Top of DATASET RECORDS

PR #403, opened 2022-08-25
feat: Enhance /metrics with custom HTTP server wide HealthCheckResponse

IvayloAndonov:
# Context

The current metrics available are not enough for alerting and it is required that more suitable metrics be exposed.
We need to include a Prometheus gauge with the same object returned.

# Proposed Solution

The exposed Prometheus Gauge interface allows values only with the type `number`.Due to that reason, we expose the server healthiness with the values 0 or 1 with Prometheus-scrapable format under `/metrics`

With a healthy state:
Screenshot 2022-08-30 at 10 17 20

With an unhealthy state:

Screenshot 2022-08-29 at 20 45 49

- add a health check to the `/metrics` endpoint using [Prometheus Gauge](https://github.com/siimon/prom-client#gauge)

### DIFF
--- a/packages/cardano-services/src/Http/HttpServer.ts
+++ b/packages/cardano-services/src/Http/HttpServer.ts
@@ -1,3 +1,4 @@
+import { Gauge, Registry } from 'prom-client';
 import { HttpServerConfig, ServiceHealth, ServicesHealthCheckResponse } from './types';
 import { HttpService } from './HttpService';
 import { Logger } from 'ts-log';
@@ -9,7 +10,6 @@ import bodyParser from 'body-parser';
 import express from 'express';
 import expressPromBundle from 'express-prom-bundle';
 import http from 'http';
-import promClient from 'prom-client';
 
 export const CONTENT_TYPE = 'Content-Type';
 export const APPLICATION_JSON = 'application/json';
@@ -24,12 +24,36 @@ export class HttpServer extends RunnableModule {
   public server: http.Server;
   #config: HttpServerConfig;
   #dependencies: HttpServerDependencies;
+  #healthGauge: Gauge<string>;
 
   constructor(config: HttpServerConfig, { logger, ...rest }: HttpServerDependencies) {
     super(config.name || 'HttpServer', logger);
     this.#config = config;
     this.#dependencies = { logger, ...rest };
   }
+
+  async #getServicesHealth() {
+    const servicesHealth: ServiceHealth[] = await Promise.all(
+      this.#dependencies.services.map((service) =>
+        service
+          .healthCheck()
+          .then(({ ok }) => ({
+            name: service.name,
+            ok
+          }))
+          .catch((error) => {
+            this.logger.error(error);
+            return { name: service.name, ok: false };
+          })
+      )
+    );
+
+    return {
+      ok: servicesHealth.every((service) => service.ok),
+      services: servicesHealth
+    };
+  }
+
   async initializeImpl(): Promise<void> {
     this.app = express();
     this.app.use(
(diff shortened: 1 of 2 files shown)


rhyslbw (changes requested):
A simple test of the response could be `res.data.split('\n').includes('healthcheck 1');` (just guessing at the assertion here)

packages/cardano-services/src/Http/HttpServer.ts
```diff
@@ -38,16 +61,38 @@ export class HttpServer extends RunnableModule {
         reviver: (key, value) => (key === '' ? fromSerializableObject(value) : value)
       })
     );
+
     if (this.#config?.metrics?.enabled) {
+      const promRegistry = new Registry();
+      const getServicesHealth = async () => await this.#getServicesHealth();
+      void ((registry) =>
```
rhyslbw, line 68: I think it would be better to assign this to a private class field, then call `reset` on it within `shutdownImpl`

packages/cardano-services/src/Http/HttpServer.ts
```diff
@@ -38,16 +61,38 @@ export class HttpServer extends RunnableModule {
...
           includeMethod: true,
-          promRegistry: new promClient.Registry(),
+          promRegistry,
           ...this.#config.metrics.options
         })
       );
-      this.logger.info(`Prometheus metrics configured at ${this.#config.metrics.options?.metricsPath || '/metrics'}`);
+
+      this.logger.info(
+        `Prometheus metrics: ${(await promRegistry.getMetricsAsArray()).map(({ name }) => name)} configured at ${
```
rhyslbw, line 90: Nice :+1:

rhyslbw (changes requested):

packages/cardano-services/src/Http/HttpServer.ts
IvayloAndonov: Actually, I already did it initially in this way you mentioned (assigning the registry to the private class field, registering the gauge metric to the registry with `this.#registry.registerMetric(metric)` and then calling `this.#registry.clear()` within `shutdownImpl`  which should to `Remove all metrics from the registry`  based on the exposed prom client interface but it turned out didn't work the and metric reference still remained uncleared and the error popped up between test cases: `A metric with the name ${metric.name} has already been registered.` even we have a new instance of HTTP service and reinitialize it in each unit test.

Due to that issue, I dig it into that package and saw there is another way of registering so I chose to approach it this way with `registers: [registry]`.

I could apply back changes with another approach with `registry.registerMetric(metric)` and `clear` it in`shutdownImpl` if needed in order to debug it together but already spent much time on it.

@rhyslbw

packages/cardano-services/src/Http/HttpServer.ts
```diff
@@ -30,6 +30,29 @@ export class HttpServer extends RunnableModule {
     this.#config = config;
     this.#dependencies = { logger, ...rest };
   }
+
+  async #getServicesHealth() {
+    const servicesHealth: ServiceHealth[] = await Promise.all(
+      this.#dependencies.services.map((service) =>
```
gytis-ivaskevicius, line 36: Maybe it would be nice to expose each service separately?

gytis-ivaskevicius (approved):

packages/cardano-services/src/Http/HttpServer.ts
rhyslbw: > assigning the registry to the private class field

Sorry, I mean to assign the _Gauge_ instance to a private field. Rather than call `reset` on shutdown though, I think `set`ting it to `0` is more appropriate

packages/cardano-services/src/Http/HttpServer.ts
rhyslbw: We decided to go with a single reduced server health metric as the goal here is to just signal when the `http-server` should be restarted. There's a more appropriate HTTP endpoint `/health` that returns a structured JSON response with granular information.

Bottom of DATASET RECORDS

Return each line among the entries that holds the word "Screenshot".

▸ WRITTEN RESPONSE
Screenshot 2022-08-30 at 10 17 20
Screenshot 2022-08-29 at 20 45 49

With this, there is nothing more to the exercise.